____ GIVEN DATA
PR #6782, opened 2023-04-07
fix(error-overlay): force error overlay direction to be LTR

amirhhashemi:
## Changes

The error overlay is designed for LTR (Left to Right) documents so when I change my document's direction to RTL (`<html dir="rtl"`) it breaks. I forced the direction to be LTR because it doesn't make sense to be RTL. The error message and the codes would be hard to read in RTL.

Before:

Screenshot from 2023-04-07 18-21-51

After:

Screenshot from 2023-04-07 18-22-38

## Testing

Not needed

## Docs

Not needed

### DIFF
--- a/.changeset/beige-humans-study.md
________
* **TO DO**
If a line in the listing has "error" in it, report that line.

* **YOUR RESPONSE**
fix(error-overlay): force error overlay direction to be LTR
The error overlay is designed for LTR (Left to Right) documents so when I change my document's direction to RTL (`<html dir="rtl"`) it breaks. I forced the direction to be LTR because it doesn't make sense to be RTL. The error message and the codes would be hard to read in RTL.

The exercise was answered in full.